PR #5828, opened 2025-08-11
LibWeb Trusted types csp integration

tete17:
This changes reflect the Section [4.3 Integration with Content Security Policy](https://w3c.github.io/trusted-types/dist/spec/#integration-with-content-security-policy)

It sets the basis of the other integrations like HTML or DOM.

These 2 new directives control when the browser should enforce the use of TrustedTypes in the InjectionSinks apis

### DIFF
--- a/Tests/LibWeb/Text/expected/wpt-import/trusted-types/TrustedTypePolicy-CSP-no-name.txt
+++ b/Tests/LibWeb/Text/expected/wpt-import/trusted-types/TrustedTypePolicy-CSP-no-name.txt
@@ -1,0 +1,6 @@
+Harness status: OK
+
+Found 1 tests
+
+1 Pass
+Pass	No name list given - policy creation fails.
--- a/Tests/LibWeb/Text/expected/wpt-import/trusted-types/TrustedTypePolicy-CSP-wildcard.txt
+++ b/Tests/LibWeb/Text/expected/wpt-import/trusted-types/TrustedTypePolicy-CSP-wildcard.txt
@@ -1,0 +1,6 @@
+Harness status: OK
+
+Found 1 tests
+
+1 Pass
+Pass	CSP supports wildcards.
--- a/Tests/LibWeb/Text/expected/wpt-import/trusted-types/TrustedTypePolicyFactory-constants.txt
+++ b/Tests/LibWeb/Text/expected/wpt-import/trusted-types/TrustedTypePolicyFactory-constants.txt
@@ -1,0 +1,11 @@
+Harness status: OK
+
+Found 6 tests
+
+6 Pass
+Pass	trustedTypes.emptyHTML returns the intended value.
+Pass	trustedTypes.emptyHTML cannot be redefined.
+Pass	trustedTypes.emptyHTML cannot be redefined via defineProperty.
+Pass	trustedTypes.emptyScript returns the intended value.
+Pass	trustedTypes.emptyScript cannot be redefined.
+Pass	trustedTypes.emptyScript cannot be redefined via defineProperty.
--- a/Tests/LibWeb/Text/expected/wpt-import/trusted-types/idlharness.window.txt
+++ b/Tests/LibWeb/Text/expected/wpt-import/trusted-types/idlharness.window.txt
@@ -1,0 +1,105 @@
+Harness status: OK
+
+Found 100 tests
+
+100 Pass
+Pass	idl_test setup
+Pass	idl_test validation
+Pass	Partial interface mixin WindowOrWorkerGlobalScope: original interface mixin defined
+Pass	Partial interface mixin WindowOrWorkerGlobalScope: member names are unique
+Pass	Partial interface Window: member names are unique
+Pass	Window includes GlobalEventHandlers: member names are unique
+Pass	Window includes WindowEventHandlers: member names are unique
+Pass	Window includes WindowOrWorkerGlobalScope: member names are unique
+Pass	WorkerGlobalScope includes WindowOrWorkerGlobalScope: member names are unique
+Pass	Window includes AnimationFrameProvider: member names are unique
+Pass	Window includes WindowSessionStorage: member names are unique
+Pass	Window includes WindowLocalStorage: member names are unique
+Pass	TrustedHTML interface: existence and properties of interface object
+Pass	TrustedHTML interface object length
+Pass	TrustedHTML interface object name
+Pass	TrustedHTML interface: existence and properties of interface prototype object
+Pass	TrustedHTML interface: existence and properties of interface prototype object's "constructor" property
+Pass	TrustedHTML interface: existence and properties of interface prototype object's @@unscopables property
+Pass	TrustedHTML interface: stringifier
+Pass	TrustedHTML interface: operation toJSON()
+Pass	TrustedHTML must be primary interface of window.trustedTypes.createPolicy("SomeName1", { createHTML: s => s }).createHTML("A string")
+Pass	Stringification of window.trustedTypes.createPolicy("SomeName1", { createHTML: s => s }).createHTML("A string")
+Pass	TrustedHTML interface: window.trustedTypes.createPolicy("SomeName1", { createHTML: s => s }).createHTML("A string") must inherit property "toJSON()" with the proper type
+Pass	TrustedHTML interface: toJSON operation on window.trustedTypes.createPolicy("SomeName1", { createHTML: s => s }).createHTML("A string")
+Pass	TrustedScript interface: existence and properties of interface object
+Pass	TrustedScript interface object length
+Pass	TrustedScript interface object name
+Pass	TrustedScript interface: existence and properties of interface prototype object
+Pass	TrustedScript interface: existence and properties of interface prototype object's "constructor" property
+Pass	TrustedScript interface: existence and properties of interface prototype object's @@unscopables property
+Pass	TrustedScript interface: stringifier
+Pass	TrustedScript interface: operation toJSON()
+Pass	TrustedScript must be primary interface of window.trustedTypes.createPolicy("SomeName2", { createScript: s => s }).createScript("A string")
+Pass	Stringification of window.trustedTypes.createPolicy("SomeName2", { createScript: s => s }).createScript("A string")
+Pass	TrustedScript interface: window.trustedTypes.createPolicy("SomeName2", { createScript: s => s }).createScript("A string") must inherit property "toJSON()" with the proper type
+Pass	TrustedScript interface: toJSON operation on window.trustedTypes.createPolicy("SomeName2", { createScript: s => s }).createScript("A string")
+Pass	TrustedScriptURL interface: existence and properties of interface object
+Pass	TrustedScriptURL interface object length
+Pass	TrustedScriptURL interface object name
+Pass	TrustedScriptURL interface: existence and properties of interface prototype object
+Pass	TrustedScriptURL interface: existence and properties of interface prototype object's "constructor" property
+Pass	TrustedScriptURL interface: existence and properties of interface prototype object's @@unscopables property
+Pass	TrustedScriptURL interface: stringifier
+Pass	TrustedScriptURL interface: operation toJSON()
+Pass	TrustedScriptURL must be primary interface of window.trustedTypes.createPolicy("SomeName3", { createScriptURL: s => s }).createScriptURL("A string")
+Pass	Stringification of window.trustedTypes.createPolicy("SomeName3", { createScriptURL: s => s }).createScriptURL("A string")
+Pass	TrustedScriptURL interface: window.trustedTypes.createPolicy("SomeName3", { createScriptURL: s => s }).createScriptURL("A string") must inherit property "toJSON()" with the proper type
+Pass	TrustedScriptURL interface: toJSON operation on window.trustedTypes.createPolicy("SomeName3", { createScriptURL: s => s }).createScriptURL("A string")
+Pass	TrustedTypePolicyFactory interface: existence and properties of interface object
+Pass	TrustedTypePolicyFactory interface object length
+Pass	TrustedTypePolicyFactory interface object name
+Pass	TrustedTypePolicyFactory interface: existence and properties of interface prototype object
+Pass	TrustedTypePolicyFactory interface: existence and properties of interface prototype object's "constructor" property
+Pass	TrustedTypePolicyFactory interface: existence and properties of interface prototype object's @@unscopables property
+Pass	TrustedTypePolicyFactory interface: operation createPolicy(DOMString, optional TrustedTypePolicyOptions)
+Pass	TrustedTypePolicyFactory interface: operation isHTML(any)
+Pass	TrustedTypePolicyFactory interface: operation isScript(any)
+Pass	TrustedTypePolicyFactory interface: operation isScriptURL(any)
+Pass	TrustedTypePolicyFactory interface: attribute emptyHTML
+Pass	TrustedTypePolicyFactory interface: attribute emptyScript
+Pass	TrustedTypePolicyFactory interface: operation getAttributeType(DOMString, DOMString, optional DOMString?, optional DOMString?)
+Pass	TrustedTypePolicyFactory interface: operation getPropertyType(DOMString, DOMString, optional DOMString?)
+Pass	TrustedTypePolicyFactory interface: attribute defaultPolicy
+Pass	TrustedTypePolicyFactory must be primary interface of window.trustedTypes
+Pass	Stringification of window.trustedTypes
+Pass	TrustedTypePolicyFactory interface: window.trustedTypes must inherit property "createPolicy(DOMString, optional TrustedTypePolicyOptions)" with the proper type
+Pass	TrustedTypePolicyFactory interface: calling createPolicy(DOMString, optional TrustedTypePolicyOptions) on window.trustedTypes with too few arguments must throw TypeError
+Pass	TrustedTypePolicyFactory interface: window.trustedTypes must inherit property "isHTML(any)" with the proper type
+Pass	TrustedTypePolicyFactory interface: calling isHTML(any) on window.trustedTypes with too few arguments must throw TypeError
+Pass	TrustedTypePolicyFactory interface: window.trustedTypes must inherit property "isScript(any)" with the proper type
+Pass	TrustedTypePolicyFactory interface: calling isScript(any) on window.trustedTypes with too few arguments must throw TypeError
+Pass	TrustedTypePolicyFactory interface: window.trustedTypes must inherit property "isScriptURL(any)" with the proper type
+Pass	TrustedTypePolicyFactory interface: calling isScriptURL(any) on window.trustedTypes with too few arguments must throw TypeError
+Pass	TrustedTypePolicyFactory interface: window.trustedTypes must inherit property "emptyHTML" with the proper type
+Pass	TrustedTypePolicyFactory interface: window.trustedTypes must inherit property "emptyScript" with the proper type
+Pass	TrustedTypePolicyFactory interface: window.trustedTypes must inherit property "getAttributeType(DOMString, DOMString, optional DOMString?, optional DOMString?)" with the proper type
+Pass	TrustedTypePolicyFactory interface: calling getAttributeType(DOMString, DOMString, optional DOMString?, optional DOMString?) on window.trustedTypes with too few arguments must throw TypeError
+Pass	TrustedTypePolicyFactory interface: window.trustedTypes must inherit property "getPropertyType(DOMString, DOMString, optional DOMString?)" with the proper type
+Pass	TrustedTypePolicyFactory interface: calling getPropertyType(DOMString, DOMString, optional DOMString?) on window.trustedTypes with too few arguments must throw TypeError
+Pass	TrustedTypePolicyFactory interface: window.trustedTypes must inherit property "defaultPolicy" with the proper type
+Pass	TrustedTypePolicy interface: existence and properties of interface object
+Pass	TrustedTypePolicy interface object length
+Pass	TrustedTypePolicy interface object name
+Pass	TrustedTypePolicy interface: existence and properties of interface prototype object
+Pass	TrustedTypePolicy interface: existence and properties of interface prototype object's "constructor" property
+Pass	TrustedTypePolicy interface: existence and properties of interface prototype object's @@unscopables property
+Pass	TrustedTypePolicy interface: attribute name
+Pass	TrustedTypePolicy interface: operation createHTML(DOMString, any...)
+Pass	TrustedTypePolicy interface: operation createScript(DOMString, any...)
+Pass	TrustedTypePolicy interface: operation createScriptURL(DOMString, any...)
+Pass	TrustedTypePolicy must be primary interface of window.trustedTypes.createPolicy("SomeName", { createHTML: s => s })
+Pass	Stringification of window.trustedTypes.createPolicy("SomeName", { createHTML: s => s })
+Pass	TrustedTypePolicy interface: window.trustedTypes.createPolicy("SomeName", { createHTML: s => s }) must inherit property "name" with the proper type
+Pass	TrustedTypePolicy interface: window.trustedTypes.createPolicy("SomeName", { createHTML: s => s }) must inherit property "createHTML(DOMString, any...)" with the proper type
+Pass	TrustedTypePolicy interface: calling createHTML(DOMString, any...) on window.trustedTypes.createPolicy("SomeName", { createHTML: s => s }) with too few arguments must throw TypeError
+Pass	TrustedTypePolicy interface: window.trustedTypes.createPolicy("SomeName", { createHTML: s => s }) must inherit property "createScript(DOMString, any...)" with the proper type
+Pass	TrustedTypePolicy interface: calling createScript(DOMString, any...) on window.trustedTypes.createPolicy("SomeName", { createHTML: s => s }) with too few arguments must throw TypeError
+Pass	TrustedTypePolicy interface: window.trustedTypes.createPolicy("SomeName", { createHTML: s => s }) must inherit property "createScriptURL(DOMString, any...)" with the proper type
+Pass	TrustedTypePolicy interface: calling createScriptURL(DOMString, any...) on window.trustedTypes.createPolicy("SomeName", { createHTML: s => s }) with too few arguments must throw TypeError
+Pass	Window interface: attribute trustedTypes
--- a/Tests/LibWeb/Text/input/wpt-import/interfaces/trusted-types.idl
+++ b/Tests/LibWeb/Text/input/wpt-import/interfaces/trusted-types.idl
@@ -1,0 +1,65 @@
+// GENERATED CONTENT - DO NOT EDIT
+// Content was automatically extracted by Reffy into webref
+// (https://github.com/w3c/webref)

▶ _WHAT IS REQUIRED_: Return a copy of each line of the material that holds the word "Stringification".

▶ _OUTPUT FOR THIS TASK_:
+Pass	Stringification of window.trustedTypes.createPolicy("SomeName1", { createHTML: s => s }).createHTML("A string")
+Pass	Stringification of window.trustedTypes.createPolicy("SomeName2", { createScript: s => s }).createScript("A string")
+Pass	Stringification of window.trustedTypes.createPolicy("SomeName3", { createScriptURL: s => s }).createScriptURL("A string")
+Pass	Stringification of window.trustedTypes
+Pass	Stringification of window.trustedTypes.createPolicy("SomeName", { createHTML: s => s })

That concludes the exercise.